PR #964, opened 2026-06-01
Report peers causing behind sync status

zclawz:
## Summary
- extend `BeamChain.SyncStatus.behind_peers` with a bounded snapshot of peers whose finalized slots make the node report `behind_peers`
- keep returning `max_peer_finalized_slot` and include `behind_peers=[peer(finalized_slot=...)]` in all behind-peers duty/aggregation skip logs
- copy peer ids into fixed-size status storage so callers do not borrow connected-peer map memory after releasing its lock

## Validation
- `zig fmt pkgs/node/src/chain.zig pkgs/node/src/validator_client.zig`
- `zig ast-check pkgs/node/src/chain.zig && zig ast-check pkgs/node/src/validator_client.zig`
- `/tmp/zig-x86_64-linux-0.16.0/zig build test -Dprover=dummy` is running locally; earlier run got through compile after the modified code, then failed only on the now-fixed Zig 0.16 `std.io` API use.

### DIFF
--- a/pkgs/node/src/chain.zig
+++ b/pkgs/node/src/chain.zig
@@ -2352,7 +2352,7 @@ pub const BeamChain = struct {
         {
             const sync_status = self.getSyncStatus();
             zeam_metrics.metrics.lean_node_sync_status.set(.{ .status = "idle" }, if (sync_status == .no_peers or sync_status == .fc_initing) 1 else 0) catch {};
-            zeam_metrics.metrics.lean_node_sync_status.set(.{ .status = "syncing" }, if (sync_status == .behind_peers) 1 else 0) catch {};
+            zeam_metrics.metrics.lean_node_sync_status.set(.{ .status = "syncing" }, if (sync_status == .peers_materially_ahead) 1 else 0) catch {};
             zeam_metrics.metrics.lean_node_sync_status.set(.{ .status = "synced" }, if (sync_status == .synced) 1 else 0) catch {};
         }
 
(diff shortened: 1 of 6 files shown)


pkgs/node/src/chain.zig
```diff
@@ -4481,11 +4481,14 @@ pub const BeamChain = struct {
                 self.logger.info("aggregating for slot={d} with no peers (local only)", .{slot});
             },
             .behind_peers => |info| {
-                self.logger.warn("skipping aggregation production for slot={d}: behind peers (head_slot={d}, finalized_slot={d}, max_peer_finalized_slot={d})", .{
+                var behind_peers_buf: [1024]u8 = undefined;
+                const behind_peers = info.peerListForLog(&behind_peers_buf);
+                self.logger.warn("skipping aggregation production for slot={d}: behind peers (head_slot={d}, finalized_slot={d}, max_peer_finalized_slot={d}, behind_peers={s})", .{
```
g11tech: @zclawz rather than forming a big behind_peers_buf, log the peer using logger.debug for each of the behind_peers from the BehindPeerInfo, separate debug line for each of the peer's and also use node_registery to lookup getNodeNameFromPeerId and add their names in that debug log

and here in the warn log, just log the count for behind_peers

zclawz: Addressed in eb26e80:

- removed the aggregate `behind_peers=[...]` warn payload
- warn logs now include only `behind_peer_count` alongside `max_peer_finalized_slot`
- added one debug log line per behind peer, including `getNodeNameFromPeerId(...)` output and that peer's finalized slot
- applied the same pattern to aggregation, block-production, and attestation behind-peers logs

Validation so far:
- `zig fmt pkgs/node/src/chain.zig pkgs/node/src/validator_client.zig`
- `/tmp/zig-x86_64-linux-0.16.0/zig ast-check pkgs/node/src/chain.zig`
- `/tmp/zig-x86_64-linux-0.16.0/zig ast-check pkgs/node/src/validator_client.zig`
- `/tmp/zig-x86_64-linux-0.16.0/zig build test -Dprover=dummy` is still running locally.

pkgs/node/src/chain.zig
```diff
@@ -4901,14 +4951,24 @@ pub const BeamChain = struct {
...
+        if (behind_peer_finalization) {
+            var info = self.behindPeersStatus(our_head_slot, our_finalized_slot, max_peer_finalized_slot);
+            var cause_guard = self.connected_peers.iterateLocked();
+            defer cause_guard.deinit();
+            var cause_iter = cause_guard.iter;
+            while (cause_iter.next()) |entry| {
+                const peer_info = entry.value_ptr;
+                if (peer_info.latest_status) |status| {
+                    if (status.finalized_slot > our_head_slot or status.finalized_slot > our_finalized_slot) {
+                        info.behind_peers.addPeer(peer_info.peer_id, status.finalized_slot);
```
g11tech: @zclawz 
instead of naming it behind_peers, name it peers_materially_ahead to correctly name it

zclawz: Done — renamed to `peers_materially_ahead` throughout.

g11tech (approved):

◆ ◆ ◆ ◆ ◆ ◆ ◆

EXERCISE INSTRUCTIONS:
In the entries above, the lines between the one holding "Report peers causing behind sync status" and the one holding "(sync_status == .peers_materially_ahead)", inclusive, are to be printed exactly as written, and those alone.

RESPONSE TO THE TASK:
Report peers causing behind sync status

zclawz:
## Summary
- extend `BeamChain.SyncStatus.behind_peers` with a bounded snapshot of peers whose finalized slots make the node report `behind_peers`
- keep returning `max_peer_finalized_slot` and include `behind_peers=[peer(finalized_slot=...)]` in all behind-peers duty/aggregation skip logs
- copy peer ids into fixed-size status storage so callers do not borrow connected-peer map memory after releasing its lock

## Validation
- `zig fmt pkgs/node/src/chain.zig pkgs/node/src/validator_client.zig`
- `zig ast-check pkgs/node/src/chain.zig && zig ast-check pkgs/node/src/validator_client.zig`
- `/tmp/zig-x86_64-linux-0.16.0/zig build test -Dprover=dummy` is running locally; earlier run got through compile after the modified code, then failed only on the now-fixed Zig 0.16 `std.io` API use.

### DIFF
--- a/pkgs/node/src/chain.zig
+++ b/pkgs/node/src/chain.zig
@@ -2352,7 +2352,7 @@ pub const BeamChain = struct {
         {
             const sync_status = self.getSyncStatus();
             zeam_metrics.metrics.lean_node_sync_status.set(.{ .status = "idle" }, if (sync_status == .no_peers or sync_status == .fc_initing) 1 else 0) catch {};
-            zeam_metrics.metrics.lean_node_sync_status.set(.{ .status = "syncing" }, if (sync_status == .behind_peers) 1 else 0) catch {};
+            zeam_metrics.metrics.lean_node_sync_status.set(.{ .status = "syncing" }, if (sync_status == .peers_materially_ahead) 1 else 0) catch {};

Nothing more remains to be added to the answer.